----- Exercise input -----

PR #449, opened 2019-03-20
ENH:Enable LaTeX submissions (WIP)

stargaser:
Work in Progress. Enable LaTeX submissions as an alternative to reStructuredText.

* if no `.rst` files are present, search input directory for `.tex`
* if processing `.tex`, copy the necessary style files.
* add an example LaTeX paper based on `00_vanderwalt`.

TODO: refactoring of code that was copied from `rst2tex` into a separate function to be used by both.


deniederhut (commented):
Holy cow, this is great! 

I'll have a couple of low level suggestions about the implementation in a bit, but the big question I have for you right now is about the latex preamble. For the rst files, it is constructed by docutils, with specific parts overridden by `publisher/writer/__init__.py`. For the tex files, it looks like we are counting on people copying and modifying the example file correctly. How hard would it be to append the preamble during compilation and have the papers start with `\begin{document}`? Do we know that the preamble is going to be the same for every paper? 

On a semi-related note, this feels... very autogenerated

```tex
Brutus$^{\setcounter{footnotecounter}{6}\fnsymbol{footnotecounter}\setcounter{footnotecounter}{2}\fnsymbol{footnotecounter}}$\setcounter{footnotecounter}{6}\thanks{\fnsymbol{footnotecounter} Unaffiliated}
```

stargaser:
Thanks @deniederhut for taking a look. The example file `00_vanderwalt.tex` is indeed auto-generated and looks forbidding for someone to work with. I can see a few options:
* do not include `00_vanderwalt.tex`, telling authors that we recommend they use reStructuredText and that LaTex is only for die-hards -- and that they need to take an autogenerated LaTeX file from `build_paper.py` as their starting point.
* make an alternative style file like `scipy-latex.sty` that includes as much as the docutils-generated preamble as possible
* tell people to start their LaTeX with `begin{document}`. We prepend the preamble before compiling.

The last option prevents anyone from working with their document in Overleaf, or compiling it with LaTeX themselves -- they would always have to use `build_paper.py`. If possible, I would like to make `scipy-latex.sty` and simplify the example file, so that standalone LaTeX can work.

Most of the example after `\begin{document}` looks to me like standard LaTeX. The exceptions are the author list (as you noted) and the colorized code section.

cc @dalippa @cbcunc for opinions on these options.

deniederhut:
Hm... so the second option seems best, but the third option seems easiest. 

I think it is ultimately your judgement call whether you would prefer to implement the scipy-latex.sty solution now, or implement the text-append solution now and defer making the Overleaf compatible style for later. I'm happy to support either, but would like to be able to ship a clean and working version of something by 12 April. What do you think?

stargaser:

-----
----- Exercise input -----

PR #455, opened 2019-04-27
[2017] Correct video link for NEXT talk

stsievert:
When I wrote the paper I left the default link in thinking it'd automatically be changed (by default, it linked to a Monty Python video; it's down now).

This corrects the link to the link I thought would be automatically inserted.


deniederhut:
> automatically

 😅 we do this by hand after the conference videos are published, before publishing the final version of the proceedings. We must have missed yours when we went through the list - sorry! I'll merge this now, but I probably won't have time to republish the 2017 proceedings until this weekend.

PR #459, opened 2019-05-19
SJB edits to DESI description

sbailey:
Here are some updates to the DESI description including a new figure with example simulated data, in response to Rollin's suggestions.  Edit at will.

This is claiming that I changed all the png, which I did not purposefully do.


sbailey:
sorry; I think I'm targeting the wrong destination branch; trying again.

-----
----- Exercise input -----

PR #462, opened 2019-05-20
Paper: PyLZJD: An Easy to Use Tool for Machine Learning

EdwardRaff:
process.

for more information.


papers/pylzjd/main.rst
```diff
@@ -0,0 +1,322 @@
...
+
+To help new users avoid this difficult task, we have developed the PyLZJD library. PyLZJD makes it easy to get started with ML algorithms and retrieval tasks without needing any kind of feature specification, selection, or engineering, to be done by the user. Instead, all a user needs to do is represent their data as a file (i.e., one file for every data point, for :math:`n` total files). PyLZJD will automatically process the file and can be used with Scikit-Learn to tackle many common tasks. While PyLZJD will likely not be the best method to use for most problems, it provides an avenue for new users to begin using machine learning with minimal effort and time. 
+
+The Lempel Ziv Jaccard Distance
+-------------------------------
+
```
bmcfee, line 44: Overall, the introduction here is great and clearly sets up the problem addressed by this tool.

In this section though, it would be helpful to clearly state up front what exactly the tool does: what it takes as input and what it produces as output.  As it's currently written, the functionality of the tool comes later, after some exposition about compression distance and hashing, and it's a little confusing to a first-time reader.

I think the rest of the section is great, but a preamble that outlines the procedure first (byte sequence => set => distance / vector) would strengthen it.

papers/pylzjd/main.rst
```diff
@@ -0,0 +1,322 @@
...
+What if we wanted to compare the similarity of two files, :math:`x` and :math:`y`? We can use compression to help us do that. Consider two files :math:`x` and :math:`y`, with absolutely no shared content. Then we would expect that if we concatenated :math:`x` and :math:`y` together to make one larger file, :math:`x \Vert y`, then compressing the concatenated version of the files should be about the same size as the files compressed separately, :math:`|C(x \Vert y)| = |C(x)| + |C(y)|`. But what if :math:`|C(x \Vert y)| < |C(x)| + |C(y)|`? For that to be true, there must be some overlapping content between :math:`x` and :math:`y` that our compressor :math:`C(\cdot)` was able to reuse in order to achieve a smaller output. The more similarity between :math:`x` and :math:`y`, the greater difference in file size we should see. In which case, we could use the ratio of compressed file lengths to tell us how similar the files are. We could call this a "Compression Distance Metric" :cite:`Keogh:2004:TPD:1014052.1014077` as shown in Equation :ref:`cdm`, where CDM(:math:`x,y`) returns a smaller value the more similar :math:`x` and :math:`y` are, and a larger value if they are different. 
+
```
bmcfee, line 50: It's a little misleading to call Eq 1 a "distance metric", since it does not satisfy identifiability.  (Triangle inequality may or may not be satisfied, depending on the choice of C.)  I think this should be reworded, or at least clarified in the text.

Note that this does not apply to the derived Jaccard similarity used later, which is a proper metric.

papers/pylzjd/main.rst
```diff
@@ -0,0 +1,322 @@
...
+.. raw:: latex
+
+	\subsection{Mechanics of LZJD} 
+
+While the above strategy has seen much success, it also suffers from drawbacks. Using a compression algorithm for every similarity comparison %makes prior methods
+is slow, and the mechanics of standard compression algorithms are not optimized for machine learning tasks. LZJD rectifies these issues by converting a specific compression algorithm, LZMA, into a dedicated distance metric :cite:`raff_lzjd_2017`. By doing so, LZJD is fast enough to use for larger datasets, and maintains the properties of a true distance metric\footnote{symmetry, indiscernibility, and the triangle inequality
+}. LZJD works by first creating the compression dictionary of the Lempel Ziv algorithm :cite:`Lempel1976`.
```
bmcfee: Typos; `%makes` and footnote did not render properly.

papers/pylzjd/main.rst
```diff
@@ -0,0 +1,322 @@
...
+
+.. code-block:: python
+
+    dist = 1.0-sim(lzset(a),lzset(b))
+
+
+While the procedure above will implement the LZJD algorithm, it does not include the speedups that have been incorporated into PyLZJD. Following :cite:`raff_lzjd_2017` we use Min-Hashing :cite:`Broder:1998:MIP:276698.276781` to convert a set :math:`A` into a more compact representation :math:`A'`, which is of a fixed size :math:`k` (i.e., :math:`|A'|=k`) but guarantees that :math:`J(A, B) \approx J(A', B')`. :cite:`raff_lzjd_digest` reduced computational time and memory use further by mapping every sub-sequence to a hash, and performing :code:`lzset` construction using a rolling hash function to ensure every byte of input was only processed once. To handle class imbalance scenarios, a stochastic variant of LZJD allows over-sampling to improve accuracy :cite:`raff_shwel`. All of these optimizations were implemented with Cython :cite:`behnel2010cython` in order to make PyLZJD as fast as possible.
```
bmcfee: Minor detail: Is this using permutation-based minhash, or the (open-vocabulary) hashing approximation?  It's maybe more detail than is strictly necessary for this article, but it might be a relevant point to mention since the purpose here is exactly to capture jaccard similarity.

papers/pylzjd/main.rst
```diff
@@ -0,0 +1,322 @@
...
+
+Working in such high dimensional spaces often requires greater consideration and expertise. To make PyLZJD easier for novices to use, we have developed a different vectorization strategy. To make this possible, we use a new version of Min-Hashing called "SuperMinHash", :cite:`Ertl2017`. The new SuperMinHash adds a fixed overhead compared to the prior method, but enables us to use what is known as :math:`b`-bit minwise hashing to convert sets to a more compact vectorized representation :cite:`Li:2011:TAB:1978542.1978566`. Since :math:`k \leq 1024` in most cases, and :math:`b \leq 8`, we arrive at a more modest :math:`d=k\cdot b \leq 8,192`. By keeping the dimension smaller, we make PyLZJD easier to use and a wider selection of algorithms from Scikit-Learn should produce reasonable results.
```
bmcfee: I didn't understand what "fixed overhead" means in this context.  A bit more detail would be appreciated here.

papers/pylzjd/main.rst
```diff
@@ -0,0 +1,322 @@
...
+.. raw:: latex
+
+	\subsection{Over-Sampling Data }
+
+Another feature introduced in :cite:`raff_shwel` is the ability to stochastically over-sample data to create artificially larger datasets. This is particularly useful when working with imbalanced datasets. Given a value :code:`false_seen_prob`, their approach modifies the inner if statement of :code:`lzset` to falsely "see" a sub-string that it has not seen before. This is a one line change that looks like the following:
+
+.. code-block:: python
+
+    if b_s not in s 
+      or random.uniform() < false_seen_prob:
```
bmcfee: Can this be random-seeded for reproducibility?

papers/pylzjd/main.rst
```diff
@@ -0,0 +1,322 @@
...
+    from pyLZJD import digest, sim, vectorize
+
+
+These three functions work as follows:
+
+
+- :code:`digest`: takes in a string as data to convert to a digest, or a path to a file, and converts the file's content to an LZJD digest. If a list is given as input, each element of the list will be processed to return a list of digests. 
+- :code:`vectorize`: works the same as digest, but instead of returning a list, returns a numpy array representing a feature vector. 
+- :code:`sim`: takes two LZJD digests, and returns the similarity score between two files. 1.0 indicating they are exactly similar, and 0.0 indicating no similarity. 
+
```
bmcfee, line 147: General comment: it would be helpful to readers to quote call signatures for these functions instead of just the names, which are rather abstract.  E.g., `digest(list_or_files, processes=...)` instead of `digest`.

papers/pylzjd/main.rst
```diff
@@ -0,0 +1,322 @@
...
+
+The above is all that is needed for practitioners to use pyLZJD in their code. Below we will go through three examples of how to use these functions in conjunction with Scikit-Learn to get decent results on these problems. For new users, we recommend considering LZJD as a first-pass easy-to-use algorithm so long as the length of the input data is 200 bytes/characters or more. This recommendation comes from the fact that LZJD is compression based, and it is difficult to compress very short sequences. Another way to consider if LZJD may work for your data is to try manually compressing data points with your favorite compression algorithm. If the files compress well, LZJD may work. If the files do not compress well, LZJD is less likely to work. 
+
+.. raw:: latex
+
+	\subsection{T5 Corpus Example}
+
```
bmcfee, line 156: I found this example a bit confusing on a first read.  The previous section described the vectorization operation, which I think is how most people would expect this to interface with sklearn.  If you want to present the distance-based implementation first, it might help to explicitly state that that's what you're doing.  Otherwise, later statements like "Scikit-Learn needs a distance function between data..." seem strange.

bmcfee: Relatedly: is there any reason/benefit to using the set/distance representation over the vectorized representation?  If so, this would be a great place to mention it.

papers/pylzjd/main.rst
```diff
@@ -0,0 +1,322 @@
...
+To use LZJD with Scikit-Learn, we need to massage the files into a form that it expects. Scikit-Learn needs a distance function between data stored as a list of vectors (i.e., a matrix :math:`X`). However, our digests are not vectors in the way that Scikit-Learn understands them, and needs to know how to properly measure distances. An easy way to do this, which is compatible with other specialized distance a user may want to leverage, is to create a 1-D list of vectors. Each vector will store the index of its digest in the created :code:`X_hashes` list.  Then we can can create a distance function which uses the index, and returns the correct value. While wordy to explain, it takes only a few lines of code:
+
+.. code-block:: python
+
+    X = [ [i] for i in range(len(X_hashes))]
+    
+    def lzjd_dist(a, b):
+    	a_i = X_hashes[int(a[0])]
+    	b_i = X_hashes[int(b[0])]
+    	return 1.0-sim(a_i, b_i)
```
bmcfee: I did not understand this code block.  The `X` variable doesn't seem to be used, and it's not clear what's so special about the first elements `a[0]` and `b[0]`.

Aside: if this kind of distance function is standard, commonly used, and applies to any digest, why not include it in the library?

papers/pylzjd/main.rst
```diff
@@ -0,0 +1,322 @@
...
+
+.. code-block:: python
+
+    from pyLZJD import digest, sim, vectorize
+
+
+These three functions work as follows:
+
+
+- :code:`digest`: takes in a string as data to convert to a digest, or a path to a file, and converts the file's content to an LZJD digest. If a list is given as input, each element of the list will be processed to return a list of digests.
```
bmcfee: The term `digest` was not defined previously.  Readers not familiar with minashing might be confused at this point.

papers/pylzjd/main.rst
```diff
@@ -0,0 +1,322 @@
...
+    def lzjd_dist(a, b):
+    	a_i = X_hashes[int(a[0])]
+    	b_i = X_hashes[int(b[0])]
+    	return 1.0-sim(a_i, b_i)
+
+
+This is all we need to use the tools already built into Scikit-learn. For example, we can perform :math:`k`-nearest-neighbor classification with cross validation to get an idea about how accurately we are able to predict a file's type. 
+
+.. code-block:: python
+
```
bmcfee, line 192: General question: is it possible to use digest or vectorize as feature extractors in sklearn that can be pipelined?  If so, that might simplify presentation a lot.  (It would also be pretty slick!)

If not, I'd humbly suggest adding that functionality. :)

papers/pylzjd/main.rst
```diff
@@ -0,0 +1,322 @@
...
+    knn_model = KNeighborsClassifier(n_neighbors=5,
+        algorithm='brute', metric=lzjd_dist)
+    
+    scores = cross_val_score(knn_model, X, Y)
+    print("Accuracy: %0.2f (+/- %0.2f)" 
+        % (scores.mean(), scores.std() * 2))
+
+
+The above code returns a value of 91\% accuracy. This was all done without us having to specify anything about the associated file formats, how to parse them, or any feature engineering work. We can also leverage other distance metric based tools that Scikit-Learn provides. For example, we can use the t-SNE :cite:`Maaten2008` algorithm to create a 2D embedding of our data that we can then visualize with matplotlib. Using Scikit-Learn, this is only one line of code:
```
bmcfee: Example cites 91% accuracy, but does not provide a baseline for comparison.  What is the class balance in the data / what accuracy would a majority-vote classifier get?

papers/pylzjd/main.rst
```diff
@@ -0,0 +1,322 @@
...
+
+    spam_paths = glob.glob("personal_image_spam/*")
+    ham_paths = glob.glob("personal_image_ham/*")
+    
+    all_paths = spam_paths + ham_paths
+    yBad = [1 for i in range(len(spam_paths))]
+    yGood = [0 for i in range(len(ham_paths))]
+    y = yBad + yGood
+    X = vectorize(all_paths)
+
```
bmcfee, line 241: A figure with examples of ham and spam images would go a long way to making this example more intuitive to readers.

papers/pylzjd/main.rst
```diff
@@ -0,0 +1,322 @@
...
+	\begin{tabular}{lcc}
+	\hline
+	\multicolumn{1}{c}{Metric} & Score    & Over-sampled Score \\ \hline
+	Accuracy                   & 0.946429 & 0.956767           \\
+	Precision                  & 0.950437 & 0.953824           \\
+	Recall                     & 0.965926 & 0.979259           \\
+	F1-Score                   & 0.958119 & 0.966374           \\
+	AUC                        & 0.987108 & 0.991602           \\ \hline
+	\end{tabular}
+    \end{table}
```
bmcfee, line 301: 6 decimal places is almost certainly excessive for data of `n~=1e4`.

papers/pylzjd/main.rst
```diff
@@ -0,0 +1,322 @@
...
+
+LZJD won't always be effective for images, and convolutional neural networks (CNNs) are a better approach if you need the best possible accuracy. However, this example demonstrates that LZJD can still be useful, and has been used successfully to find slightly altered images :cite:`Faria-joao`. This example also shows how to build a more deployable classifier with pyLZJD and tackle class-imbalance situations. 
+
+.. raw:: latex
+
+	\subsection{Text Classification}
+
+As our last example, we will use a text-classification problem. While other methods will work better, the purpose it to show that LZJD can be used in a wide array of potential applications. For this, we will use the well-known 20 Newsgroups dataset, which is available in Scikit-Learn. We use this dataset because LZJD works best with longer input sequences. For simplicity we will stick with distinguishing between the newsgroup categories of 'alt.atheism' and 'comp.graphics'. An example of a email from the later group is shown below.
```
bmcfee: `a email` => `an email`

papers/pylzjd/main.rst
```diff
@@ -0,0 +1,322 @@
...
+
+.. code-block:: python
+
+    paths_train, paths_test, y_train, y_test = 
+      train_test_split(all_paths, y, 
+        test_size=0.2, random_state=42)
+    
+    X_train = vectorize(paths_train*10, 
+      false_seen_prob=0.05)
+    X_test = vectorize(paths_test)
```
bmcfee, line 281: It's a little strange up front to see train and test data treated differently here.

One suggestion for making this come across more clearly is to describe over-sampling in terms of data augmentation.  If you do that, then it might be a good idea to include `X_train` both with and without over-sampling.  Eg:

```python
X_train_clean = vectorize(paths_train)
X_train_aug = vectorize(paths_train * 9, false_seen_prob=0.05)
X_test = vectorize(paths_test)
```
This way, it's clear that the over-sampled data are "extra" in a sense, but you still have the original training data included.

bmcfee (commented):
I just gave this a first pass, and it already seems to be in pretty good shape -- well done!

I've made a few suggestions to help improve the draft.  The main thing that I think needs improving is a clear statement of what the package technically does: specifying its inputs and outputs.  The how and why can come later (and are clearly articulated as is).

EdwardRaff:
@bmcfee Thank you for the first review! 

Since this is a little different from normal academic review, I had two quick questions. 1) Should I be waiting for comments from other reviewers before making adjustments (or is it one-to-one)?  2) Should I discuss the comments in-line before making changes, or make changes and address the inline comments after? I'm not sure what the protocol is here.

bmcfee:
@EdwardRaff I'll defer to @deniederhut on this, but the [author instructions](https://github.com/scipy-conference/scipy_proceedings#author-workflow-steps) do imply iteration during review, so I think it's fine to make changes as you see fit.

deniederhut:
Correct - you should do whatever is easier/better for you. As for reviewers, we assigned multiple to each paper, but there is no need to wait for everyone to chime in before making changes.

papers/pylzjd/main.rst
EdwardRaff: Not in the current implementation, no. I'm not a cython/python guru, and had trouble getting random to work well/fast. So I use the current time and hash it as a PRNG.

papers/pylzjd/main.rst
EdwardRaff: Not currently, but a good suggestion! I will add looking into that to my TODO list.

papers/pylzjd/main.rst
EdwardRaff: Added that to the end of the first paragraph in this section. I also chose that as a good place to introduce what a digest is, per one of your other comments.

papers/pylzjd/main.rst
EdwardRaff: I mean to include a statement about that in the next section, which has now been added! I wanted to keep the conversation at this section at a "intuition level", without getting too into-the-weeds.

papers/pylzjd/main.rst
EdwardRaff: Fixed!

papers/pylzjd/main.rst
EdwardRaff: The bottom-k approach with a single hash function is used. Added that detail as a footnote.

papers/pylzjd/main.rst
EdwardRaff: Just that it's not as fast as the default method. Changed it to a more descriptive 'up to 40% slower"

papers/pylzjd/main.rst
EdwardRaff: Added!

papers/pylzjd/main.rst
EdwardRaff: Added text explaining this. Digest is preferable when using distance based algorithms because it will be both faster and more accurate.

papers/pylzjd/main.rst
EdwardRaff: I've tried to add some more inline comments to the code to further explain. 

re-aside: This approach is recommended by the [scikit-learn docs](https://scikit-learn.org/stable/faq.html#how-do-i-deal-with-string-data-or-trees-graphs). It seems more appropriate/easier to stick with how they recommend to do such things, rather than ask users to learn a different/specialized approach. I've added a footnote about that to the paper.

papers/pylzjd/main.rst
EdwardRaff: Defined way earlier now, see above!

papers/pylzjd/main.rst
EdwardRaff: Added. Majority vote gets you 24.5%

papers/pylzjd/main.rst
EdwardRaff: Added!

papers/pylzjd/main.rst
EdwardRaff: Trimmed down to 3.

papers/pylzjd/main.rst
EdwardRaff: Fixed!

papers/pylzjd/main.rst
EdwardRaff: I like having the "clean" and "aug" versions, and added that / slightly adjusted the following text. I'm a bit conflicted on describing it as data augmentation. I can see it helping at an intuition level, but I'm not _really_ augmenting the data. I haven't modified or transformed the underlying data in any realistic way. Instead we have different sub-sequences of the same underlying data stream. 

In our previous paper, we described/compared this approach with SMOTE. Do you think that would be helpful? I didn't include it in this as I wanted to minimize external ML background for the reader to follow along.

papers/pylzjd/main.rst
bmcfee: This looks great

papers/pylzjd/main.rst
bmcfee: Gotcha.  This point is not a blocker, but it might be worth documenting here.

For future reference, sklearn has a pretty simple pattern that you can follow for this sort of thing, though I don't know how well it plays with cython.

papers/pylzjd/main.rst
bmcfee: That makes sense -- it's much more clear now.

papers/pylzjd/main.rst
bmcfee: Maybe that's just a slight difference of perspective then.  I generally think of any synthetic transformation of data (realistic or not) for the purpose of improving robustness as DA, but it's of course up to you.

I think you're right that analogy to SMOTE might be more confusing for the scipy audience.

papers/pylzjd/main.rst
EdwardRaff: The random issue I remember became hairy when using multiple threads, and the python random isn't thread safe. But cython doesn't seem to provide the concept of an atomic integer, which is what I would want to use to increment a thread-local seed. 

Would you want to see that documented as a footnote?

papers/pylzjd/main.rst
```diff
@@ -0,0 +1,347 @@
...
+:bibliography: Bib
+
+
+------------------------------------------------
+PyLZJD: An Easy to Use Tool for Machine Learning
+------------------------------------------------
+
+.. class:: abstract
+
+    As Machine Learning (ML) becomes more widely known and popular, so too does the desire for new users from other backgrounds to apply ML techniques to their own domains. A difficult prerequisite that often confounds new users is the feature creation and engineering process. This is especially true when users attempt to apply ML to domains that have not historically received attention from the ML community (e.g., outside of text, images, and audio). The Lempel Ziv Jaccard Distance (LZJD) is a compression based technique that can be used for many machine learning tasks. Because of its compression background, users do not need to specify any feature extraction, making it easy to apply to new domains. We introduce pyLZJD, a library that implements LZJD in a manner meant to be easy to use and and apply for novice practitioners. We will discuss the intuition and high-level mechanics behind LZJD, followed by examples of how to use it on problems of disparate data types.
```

-----

> _Problem to work on_:
Within the listing above, count each line that holds the word "having"; the answer is that number alone.

> _Written solution_:
2